The most striking characteristic of India today is its human capital—a vast and growing population of entrepreneurs, managers, and business-savvy individuals. They are increasing in number, faster than anyone might have imaged, in part because they have easy access to the language of modernity, English. Unwittingly, Britain’s bequest of the English language might prove to be its most consequential legacy. Because of it, India’s managerial and entrepreneurial class is intimately familiar with Western business trends, with no need for translators or cultural guides. They read about computers, management theory, marketing strategy, and the latest innovations in science and technology. They speak globalization fluently.

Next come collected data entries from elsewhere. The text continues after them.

Issue #7904, opened 2023-05-14
Annoying overlay when using the webpack-dev-server


justin808:
> This statement is correct, i.e. our frontend code compiles without error, but the warning is displayed as a transparent overlay when running webpacker dev server. It is also constantly printed to our logs. Is there a more elegant way than shutting webpacker up via config? Why is it trying to even import react-dom/client anyways when we are clearly referencing "react-dom": "^16.14.0" in our package.json?

Per https://github.com/reactjs/react-rails/pull/1269#issuecomment-1546960928

Please update the webpack config per https://github.com/shakacode/react_on_rails/blob/master/docs/guides/rails-webpacker-react-integration-options.md?plain=1#L59-L86

PR #7913, opened 2023-05-19
Suppress React 18 import warning

gregorbg:
Yes, this is the officially recommended way as per https://github.com/reactjs/react-rails\#getting-warning-for-cant-resolve-react-domclient-in-react--18

Fixes https://github.com/thewca/worldcubeassociation.org/issues/7904


gregorbg:
Merging as dependency update follow-up to https://github.com/thewca/worldcubeassociation.org/pull/7892

PR #7919, opened 2023-05-21
Fix for inbox results not working

danieljames-dj:


gregorbg:
Mh, your solution runs a full check in a place where the check results are not needed. I have take a different approach at trying to fix this :smile:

The result is a country that looks like no other developing nation. India’s GDP is 50 percent services, 25 percent industry, and 25 percent agriculture. The only other countries that fit this profile are Portugal and Greece—middle-income countries that have passed through the first phases of mass industrialization and are entering the postindustrial economy. India is behind such economies in manufacturing and agriculture but ahead of them in services—a combination that no one could have planned. The role of the consumer in India’s growth has been similarly surprising. Most Asian success stories have been driven by government measures that force the people to save, producing growth through capital accumulation and market-friendly policies. In India, the consumer is king. Young Indian professionals don’t wait to buy a house at the end of their lives with savings. They take out mortgages. The credit-card industry is growing at 35 percent a year. Personal consumption makes up a staggering 67 percent of GDP in India, much higher than in China (42 percent) or any other Asian country. The only country in the world where consumption is higher is America, at 70 percent.
3

While Indian infrastructure is improving, and further additions and renovations to the country’s airports, highways, and ports are planned, India will not look like China. Democracy may bring certain advantages for long-term development, but autocratic governments are able to plan and execute major infrastructure projects with unrivaled efficiency. This is apparent whether one compares China with India or with Britain. The architect Norman Foster pointed out to me that in the time it took for the environmental review process for one new building at Heathrow, Terminal Five, he will have built—start to finish—the entire new Beijing airport, which is larger than all five of Heathrow’s terminals combined.

Yet even if great infrastructure pleases foreign travelers and investors and signals a country on the move, its economic impact can be exaggerated. When China was growing at its fastest, in the 1980s and early 1990s, it had terrible roads, bridges, and airports—far worse than India does today. Even in the developed world, the country with the best infrastructure does not always win. France has trains and roads that gleam next to America’s creaky system. But it’s the U.S. economy that has edged ahead for the last three decades. A vibrant private sector can deliver extraordinary growth even when traveling on bad roads.

Some scholars argue that India’s path has distinct advantages. MIT’s Yasheng Huang points out that Indian companies use their capital far more efficiently than Chinese companies, in part because they do not have access to almost unlimited supplies of it.
4
They benchmark to global standards and are better managed than Chinese firms. Despite starting its reforms later (and thus being earlier in the development cycle) than China, India has produced many more world-class companies, including Tata, Infosys, Ranbaxy, and Reliance. And its advantage is even more apparent at the lower levels. Every year, Japan awards the coveted Deming Prizes for managerial innovation. Over the last five years, they have been awarded more often to Indian companies than to firms from any other country, including Japan. India’s financial sector is at least as transparent and efficient as any in developing Asia (that is, excluding Singapore and Hong Kong).